Look again at 1:9 9) making known to us the mystery of his will, according to his purpose, which he set forth in Christ 10) as a plan for the fullness of time, to unite (head up, sum up, bring together) all things in him, things in heaven and things on earth.
God has a plan and a purpose for his creation.
It hadn’t been much understood up to the time of Paul, but here is revealed the mystery of his will and his ultimate purpose – to unite everything – everything on earth and even everything in heaven, in the spiritual realm – to unite them all in Christ.
Get rid of the wasteland and get everything turned right side up again.
What is the mystery of God’s will set forth in Christ?

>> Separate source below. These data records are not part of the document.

PR #89, opened 2022-03-07
DBO-70 Bulk Delete

JoaoPontes98:
This PR includes:
- A new endpoint that deletes all users and posts
- A karate feature that uses the end point to bulk delete posts
- Changed the `CI.yml` to use a new DB when running CI tests
- Changed `karate-config.js` to call the bulkDelete feature before running the tests
- Added the bulkdDelete api endpoint to the RAML docs


sahilsaini432 (approved):
💯

Automation/src/test/java/karate-config.js
```diff
@@ -19,5 +19,8 @@ function fn() {
     // customize
   }
 
+  //Clears the DB before performing tests
+  karate.callSingle('classpath:utils/bulkDelete.feature', config);
```
nathanielcaron, line 23: This should only be called if we are running tests in the CI environment, could move it under the else if (env == 'ci') and set the baseUrl like the dev environment.

Could also remove the frontendUrl and the else if (env == 'prod') since we are not using them.

.github/workflows/CI.yml
```diff
@@ -6,7 +6,7 @@ name: CI Pipeline
 # Get .env variables from our repository's secrets
 env:
   NODE_ENV: dev
-  DB_NAME: ${{ secrets.DB_NAME }}
+  DB_NAME: ${{ secrets.DB_CI_NAME }}
```
fredy20501, line 9: This doesn't need to be changed (i.e., we don't need to use a different secret). We just change the **value** of the `DB_NAME` secret variable (in the GitHub secrets) to the database name we want to use.

Automation/src/test/java/karate-config.js
fredy20501: In that case, we also need to change the `NODE_ENV` in the `CI.yml` file to be "ci":
```yml
NODE_ENV: ci
```
We also need to change everywhere else that we check for `NODE_ENV === 'dev'` to also include 'ci'. I think there are only 2 other places: line 43 in `app.js` and line 60 in `routes.js`. We can simply change those to be like this:
```js
if (ENV.NODE_ENV === 'dev' || ENV.NODE_ENV === 'ci')
```

CarterMacLennan (approved):

nathanielcaron (approved):

PR #91, opened 2022-03-09
DBO-64, DBO-78 - Failing Karate UI Command and Cron Job for Running Tests

nathanielcaron:
- Fixed failing UI automation tests
- Updated runner to only use a single thread to fix the failing maven command
- Added E2E.yml file to run UI automation tests as a cron job daily


.github/workflows/E2E.yml
```diff
@@ -0,0 +1,39 @@
+name: E2E Tests
```
fredy20501, line 1: I don't think running the tests on the production website is a good idea. The point of tests is to find issues **before** they are pushed to production. Testing should ideally happen before merging into `dev`, or at the very least before merging into `master` (i.e., before deployment). Also if the test for deleting a post fails, then we will end up leaving "garbage" posts on the production website.

Ideally, we could have a dev deployment that we can use to run the tests against so we're not polluting the production website if they fail and we are at least testing before merging into master.

I think the best we can do with what we have currently is to just make sure we always run the UI tests manually in our dev environment on each PR before merging them.

fredy20501 (approved):

CarterMacLennan (approved):

sahilsaini432 (approved):
💯

JoaoPontes98 (approved):

PR #94, opened 2022-03-10
DBO 36 - Create Karate UI automation tests to search for posts in search page

sahilsaini432:


application/src/components/Search.js
```diff
@@ -164,13 +166,14 @@ function Search() {
               <FRow>
                 <FCol>Tags:</FCol>
                 <FCol className="w-100">
-                  <div className="tag-container">
+                  <div className="tag-container" data-testid="selcted-tags">
```
fredy20501, line 169: Typo: `selected-tags`

Automation/src/test/java/ui/searchpage.feature
```diff
@@ -0,0 +1,91 @@
...
+
+    # Enter search page
+    When click('a[data-testid=nav-search-btn]')
+    Then waitFor('div[data-testid=filter-input]')
+
+    # Search for a tag
+    When input('#filter-input-field', 'Se')
+    Then click('#tgb-btn-desert')
+    And click('#tgb-btn-seasonal')
+    And match enabled('button[data-testid=search-button]') == true
```
fredy20501, line 85: For this filter test, we should check that other tags are no longer on the page (i.e., test that the filter actually hides the other tags). We can probably use the `exists()` method and test for a few tags that we know don't match the filter.

Automation/src/test/java/ui/searchpage.feature
```diff
@@ -0,0 +1,91 @@
...
+  Scenario: Enter Search page
+    # Enter website
+    Given driver frontendUrl
+    When click('input[data-testid=agree-checkbox]')
+    And click('button[data-testid=enter-btn]')
+    Then waitFor('nav[data-testid=navbar]')
+
+    # MOve to search page
+    When click('a[data-testid=nav-search-btn]')
+    Then waitFor('div[data-testid=search-page]')
```
fredy20501, line 16: I don't think we need this scenario since all the other scenarios are also doing this, so we'll know if it fails even without this one.

Automation/src/test/java/ui/searchpage.feature
```diff
@@ -0,0 +1,91 @@
...
+    And click('button[data-testid=enter-btn]')
+    Then waitFor('nav[data-testid=navbar]')
+
+    # Enter search page
+    When click('a[data-testid=nav-search-btn]')
+    Then waitFor('div[data-testid=tag-group]')
+
+    # Select a tag
+    When click('#tgb-btn-fall')
+    Then match enabled('button[data-testid=search-button]') == true
```
fredy20501, line 44: I don't think we need this scenario since the one just below ("Click search button") is also doing the exact same thing at the beginning.

fredy20501 (approved):

nathanielcaron (approved):

CarterMacLennan (approved):

JoaoPontes98 (approved):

It is to harmonize everything on earth and in heaven in Him – to bring it back into conformity with His will – to reconcile, to correct, to fix and to re-orchestrate.
And here’s the really great thing.
We – you and I, anyone who is a believer – are part of the plan!
You see, we are very prone to see our salvation in very personal terms.
God has saved me so that I can go to heaven.
I can tell you, when I first accepted the Lord, that was the goal.
But this book puts our lives in a much larger context.
It shows how our salvation isn’t so much about us as it is about Him.